The first findings of the current study showed that children with CP who had independent walking ability possessed stronger showed better improvement of respiratory muscles and pulmonary function compared with children without independent walking ability. Respiratory pressure and the PFT have been used to measure the strength of respiration muscles and lung capacity, which is one of routine procedures for measurement of respiratory function, along with PFT. These findings are supported by several previous studies, indicating that children who were capable of more vigorous physical activity showed better respiratory function compared with children without independent walking ability14,15,16). The low cardiopulmonary capacity in CP is due to restrictive lung dysfunction resulting from limited movement and not because of parenchymal lung dysfunction3, 17, 18). Therefore, we deduced that children who were capable of more vigorous physical activity showed better respiratory function.
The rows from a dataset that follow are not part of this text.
PR #6357, opened 2025-06-12
[Data-rearchitecture] Improve `UpdateTimeslicesCourseUser` logic to prevent re-marking users as newly added

gabina:
## What this PR does
This PR updates `created_at` field for courses users right after considered them as newly added (and set timeslices to reprocess) in `UpdateTimeslicesCourseUser`, so they're not considered new users again in the next update if the process dies unexpectedly.

### Context
I was reproducing locally the update for course [Coordinate Me 2025 LV](https://outreachdashboard.wmflabs.org/courses/Wikidata/Coordinate_Me_2025_LV_(2025)). The addition of new course users with so many revisions triggers a re-processing of every timeslice in the course. While I don't think there is so much we can do around that, I think we can do make an improvement on the process. As it is working now, a new user is identified by comparing the `created_at` field for the course user and the `start_time` for the last successful update. If the user was created after the last `start_time`, then it's a new user. The thing is that if the update dies in the middle of the process, the user is considered new in the next update, setting as `needs_update` some timeslices that maybe were already re-processed in the previous update that didn't finish successfully. We could make a change so that, once the timeslices were set to `needs_update`, those users are no longer considered new (regardless of whether the update finishes successfully or dies in the middle). That way, in the next update, the remaining timeslices will be reprocessed until it eventually finishes successfully.

### DIFF
--- a/app/services/update_timeslices_course_user.rb
+++ b/app/services/update_timeslices_course_user.rb
@@ -28,9 +28,9 @@ class UpdateTimeslicesCourseUser
 
     # Users that were added after the last course update start are considered new
     # It's not safe to rely on new_user_ids = current_user_ids - processed_users
-    course_update_start = @course.flags['update_logs'].values.last['start_time']
+    @course_update_start = @course.flags['update_logs'].values.last['start_time']
     new_user_ids = @course.students.where('courses_users.created_at >= ?',
-                                          course_update_start).pluck(:id)
+                                          @course_update_start).pluck(:id)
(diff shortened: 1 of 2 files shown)


gabina:
@ragesoss let me know what you think about this

ragesoss:
This looks good to me.

ragesoss:
Is this ready to go from your perspective @gabina ?

gabina:
Yes, I think this is ready to go

PR #6358, opened 2025-06-13
 Optimize Question Group Rendering and Eliminate N+1 Queries

Abishekcs:
## What this PR does

This PR improves the performance and maintainability of the admin survey question group interface by:

- Eliminating N+1 queries across question group rendering.

- Preloading and grouping related data (Survey, SurveyAssignment, Rapidfire::Question, and PaperTrail::Version) for efficient access in views.

- Refactoring helper methods to accept preloaded data and reduce query load during rendering.

## Changes

- **View (`index.html.haml`)**
   - Preloaded question group-related associations: survey mappings, surveys with assignments, related questions, and version history.
   - Passed preloaded data to partials to reduce query repetition.

- **Partial (`_question_group.html.haml`)**
   - Switched to using preloaded data for questions, status, and author display.
   - Ensured fallback behavior remains consistent.

- **Helper (`SurveysAnalyticsHelper`)**
  - Added `question_group_survey_author` to retrieve author from a version object.
  - Updated `question_group_status` to accept grouped objects instead of fetching them dynamically.

https://github.com/user-attachments/assets/af514b95-f7b3-4719-a706-018193e841eb

https://github.com/user-attachments/assets/cb49f42c-2ae4-462e-8d36-a45019623d45

## Rails Log Performance Comparison (Average)

| Metric                | Before (N+1)      | After (Optimized) | Improvement         |
| --------------------- | ----------------- | ----------------- | ------------------- |
| **Avg Response Time** | ~218 ms           | ~63 ms            | ~71% faster         |
| **Avg DB Time**       | ~82 ms            | ~18 ms            | ~78% reduction      |
| **Avg Allocations**   | ~68,000+ objects  | ~27,000 objects   | ~60% fewer objects  |

Screenshot from 2025-06-13 15-05-18

## Screenshots
Before:

https://github.com/user-attachments/assets/c17f2ac2-0da6-46b9-8938-bf0396be6f51

Before Screenshot

Before Rails Log

After:

After Rails Log

After Screenshot

https://github.com/user-attachments/assets/0ba4d319-71aa-48de-856a-7eade0c5d3a5

### DIFF
--- a/app/views/rapidfire/question_groups/index.html.haml
+++ b/app/views/rapidfire/question_groups/index.html.haml
@@ -2,6 +2,21 @@
 
 = render 'admin_header'
 .container.survey__edit
+  - # Extract all question group IDs from @question_groups
+  - question_groups_id = @question_groups.pluck(:id)
+  
+  - # Group survey-question group mappings by question group ID
+  - @survey_question_groups = SurveysQuestionGroup.where(rapidfire_question_group_id: question_groups_id).group_by(&:rapidfire_question_group_id)
+  
+  - # Fetch surveys linked to question groups, preload assignments, and group by survey ID
+  - @surveys = Survey.includes(:survey_assignments).where(id: @survey_question_groups.values.flatten.map(&:survey_id).uniq).group_by(&:id)
+  
+  - # Group all questions by their question group ID
+  - @rapidfire_questions = Rapidfire::Question.where(question_group_id: question_groups_id).group_by(&:question_group_id) 
+  
+  - # Get the latest version for each question group using PaperTrail versioning
+  - @latest_question_groups_version = PaperTrail::Version.where(item_type: 'Rapidfire::QuestionGroup', item_id: question_groups_id).group_by(&:item_id).transform_values(&:last)
+
   - if @question_groups.length > 0
     %ul.list.survey__admin__row-container= render partial: "question_group", collection: @question_groups.reverse
   - else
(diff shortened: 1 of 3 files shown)


app/views/rapidfire/question_groups/index.html.haml
```diff
@@ -2,6 +2,21 @@
 
 = render 'admin_header'
 .container.survey__edit
+  - # Extract all question group IDs from @question_groups
```
ragesoss: Is this haml template used only for the index view?

The normal Rails pattern here would be to set all the necessary instance variables in the controller action, rather than the view. Ideally, all the queries for loading data get completed in the controller before the view template begins to render (although we have many situations where that's not the case). That makes it much easier to reason about  when looking at the controller.

In this case, if it's the gem's default question groups index action that we're using, then overwriting it in the surveys initializer may be the best option.

Abishekcs: > Is this haml template used only for the index view?

Yes, i think so.

Abishekcs: > In this case, if it's the gem's default question groups index action that we're using, then overwriting it in the surveys initializer may be the best option.

Okay.

Abishekcs: > In this case, if it's the gem's default question groups index action that we're using, then overwriting it in the surveys initializer may be the best option.

@ragesoss, I've made the requested changes, whenever you have time, could you please take another look? Thank you again for your review!

ragesoss:
This looks good to me. I will merge once the tests pass.

PR #6362, opened 2025-06-16
Optimize response method by preloading and grouping Rapidfire answers csv Download (PART 3)

Abishekcs:
This PR is dependent on  #6360 (merged) and  #6361(merged)

## What this PR does

This PR improves the `response` method performance by introducing an answer preloading mechanism via the `prepare_rapidfire_answers` method.

### Key Improvements:

* **Bulk preloading:** Answers are fetched in a single query using pre-collected `answer_group_ids` and `question_ids`.
* **Grouped access:** Answers are grouped by `[answer_group_id, question_id]` to avoid lookup overhead during iteration.
* **N+1 elimination:** Removes per-question, per-user database queries from the response generation loop.

Previously, every call to `response(user)` would issue multiple `Answer.where` calls — one for each question per user. This update consolidates those into a single query and enables fast in-memory access, greatly improving performance on views or reports involving many users.

Screenshot from 2025-06-16 17-13-11

Screenshot from 2025-06-16 16-41-47

## Screenshots from rails log for CSV Download

**Before:**

Before Logs

**After:** 

After Logs

## Screenshots

**Before:**

https://github.com/user-attachments/assets/5c44eb5e-8cdc-478a-8854-7dd5836d1bc4

**After:**

https://github.com/user-attachments/assets/65250489-29ab-4ef3-a966-c63ffa8d6606

### DIFF
--- a/app/models/surveys/survey.rb
+++ b/app/models/surveys/survey.rb
@@ -93,11 +93,33 @@ class Survey < ApplicationRecord
     end
   end
 
-  def response(user)
+  def prepare_rapidfire_answers
+    @answers ||= begin
+      answer_group_ids = answer_groups_by_user_id.values.flatten.map(&:id)
+      question_ids = questions_with_separate_followups.map { |q| q[:question].id }
+
+      Rapidfire::Answer.where(
+        answer_group_id: answer_group_ids,
+        question_id: question_ids
+      )
+    end
+
+    @answers_by_group_and_question ||= @answers.group_by do |answer|
+      [answer.answer_group_id, answer.question_id]
+    end
+  end
+
+  def response(user) # rubocop:disable Metrics/CyclomaticComplexity
     answer_group_ids = answer_groups_by_user_id[user.id].map(&:id)
+    prepare_rapidfire_answers
+
     questions_with_separate_followups.map do |question_hash|
-      answer = Rapidfire::Answer.where(answer_group_id: answer_group_ids,
-                                       question_id: question_hash[:question].id).first
+      question_id = question_hash[:question].id
+
+      answer = answer_group_ids.map do |group_id|
+        @answers_by_group_and_question[[group_id, question_id]]&.first
+      end.find(&:present?)
+
       question_hash[:followup] ? answer&.follow_up_answer_text : answer&.answer_text
     end
   end
--- a/app/models/surveys/survey.rb
+++ b/app/models/surveys/survey.rb
@@ -109,6 +109,11 @@ class Survey < ApplicationRecord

In the second findings, the two groups showed improvement of all variables after 4 weeks of respiratory training. However, in comparison of the changes in respiratory function between the two groups, the non-independent walking group showed significantly better improvement of MIP, MEP, and FVC compared with the independent walking group. We think that this might be attributable to the ceiling effect in the independent walking group. In other words, the independent walking group may have already reached the upper level of their capacity in respiratory function, whereas the non-independent walking group may have had more potential for its improvement.
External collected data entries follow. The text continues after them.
PR #6366, opened 2025-06-17
Optimize admin course loading for P&E Homepage by conditionally eager-loading students only for Wiki Ed

Abishekcs:
## What this PR does

This PR refines the `set_admin_courses_if_admin` method to avoid eager loading student associations unless necessary.

- Prevents unnecessary eager loading when student associations aren't used.
- Improves performance for admin users in non-Wiki Ed contexts.
- Keeps code aligned with actual data needs based on feature flags.

### Before
`current_user.courses.strictly_current.includes(:students)` was always called for admin users, even when student data wasn’t needed.

### After
Student data is now eager-loaded **only** if `Features.wiki_ed?` is enabled. In other cases, we load only the courses, reducing database overhead.

## .includes(:students) was only using Wik Edu Dashboard and not by P&E as shown in the screenhot below of `_admin_courses.html.haml`

Screenshot from 2025-06-17 17-51-40

## Screenshots
**Before:**

Before Rails includes

Before

**After:**

After

After not using includes

### DIFF
--- a/app/controllers/dashboard_controller.rb
+++ b/app/controllers/dashboard_controller.rb
@@ -40,7 +40,12 @@ class DashboardController < ApplicationController
 
     return unless current_user.admin?
     @submitted = Course.submitted_but_unapproved
-    @strictly_current = current_user.courses.strictly_current.includes(:students)
+    @strictly_current = if Features.wiki_ed?
+                          # Reduce number of queries to show ungreeted student count using includes(:students) # rubocop:disable Layout/LineLength
+                          current_user.courses.strictly_current.includes(:students)
+                        else
+                          current_user.courses.strictly_current
+                        end
   end
 
   def current_courses
--- a/spec/controllers/dashboard_controller_spec.rb
+++ b/spec/controllers/dashboard_controller_spec.rb
@@ -55,6 +55,20 @@ describe DashboardController, type: :request do
         expect(assigns(:blog_posts)).to eq([])
       end
     end
+
+    context 'when Wiki Ed feature is disabled' do
+      before do
+        allow(Features).to receive(:wiki_ed?).and_return(false)
+        allow_any_instance_of(ApplicationController).to receive(:current_user).and_return(admin)
+        create(:courses_user, user_id: admin.id, course_id: course.id)
+      end
+
+      it 'does not eager-load students for strictly_current courses' do
+        get '/course_creator'
+        expect(assigns(:pres)).to be_a(DashboardPresenter)
+        expect(assigns(:pres).past.count).to eq(1)
+      end
+    end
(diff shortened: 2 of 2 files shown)


app/controllers/dashboard_controller.rb
```diff
@@ -40,7 +40,11 @@ def set_admin_courses_if_admin
 
     return unless current_user.admin?
     @submitted = Course.submitted_but_unapproved
-    @strictly_current = current_user.courses.strictly_current.includes(:students)
+    @strictly_current = if Features.wiki_ed?
```
ragesoss, line 43: This seems reasonable, but it's not obvious from the controller why the query is different based on the Features flag. A comment explaining how the Wiki Ed behavior differs would be helpful here.

Abishekcs: Okay

ragesoss: This comment is a good start. Can you edit it to use plainer language and make it clearer? In the simplest way you can come up with, it should answer the question of why it `includes(:students)` for Wiki Ed only.

Abishekcs: How about - Reduce number of queries to show ungreeted student count using includes(:students) ?

ragesoss: Works for me.

Abishekcs: Okay i have pushed the latest changes.

ragesoss:
Great. Do you know which tests exercise this code? I'd like to be confident that if either branch had a bug that generated an error, we'd know from the test suite.

Abishekcs:
> Great. Do you know which tests exercise this code? I'd like to be confident that if either branch had a bug that generated an error, we'd know from the test suite.

spec/controllers/dashboard_controller_spec.rb

ragesoss:
> > Great. Do you know which tests exercise this code? I'd like to be confident that if either branch had a bug that generated an error, we'd know from the test suite.
> 
> spec/controllers/dashboard_controller_spec.rb

And if either branch has a bug (eg, if you just add a `raise StandardError`) it will break one of the tests?

Abishekcs:
> And if either branch has a bug (eg, if you just add a `raise StandardError`) it will break one of the tests?

It does when i add `raise Standard Error` but only for `if` since i think the test case only test for `wiki ed`. I wil share the screenrecording

ragesoss:
Okay, in that case, you should add a test case for the non-wiki_ed version.

Abishekcs:
https://github.com/user-attachments/assets/5b9c11f2-027c-4f50-b309-53af27e4465a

It is a generalized fact that walking disability can accompany respiratory dysfunction in children with CP, which together result in disturbance of normal motor development and restriction of functional activity in daily life14, 19, 20). Elucidation of differences in respiration function and effectiveness of respiratory training according to walking ability is an important clinical issue. Therefore, we expect that our results will be valuable for physical therapists in evaluating respiratory function and applying training programs in children with CP. A limitation of this study is the small sample size due to difficulty in recruiting children with CP. Further study will be required to consider this limitation and other clinical issues, such as differences in respiratory function according to level of walking ability and metabolic equivalence.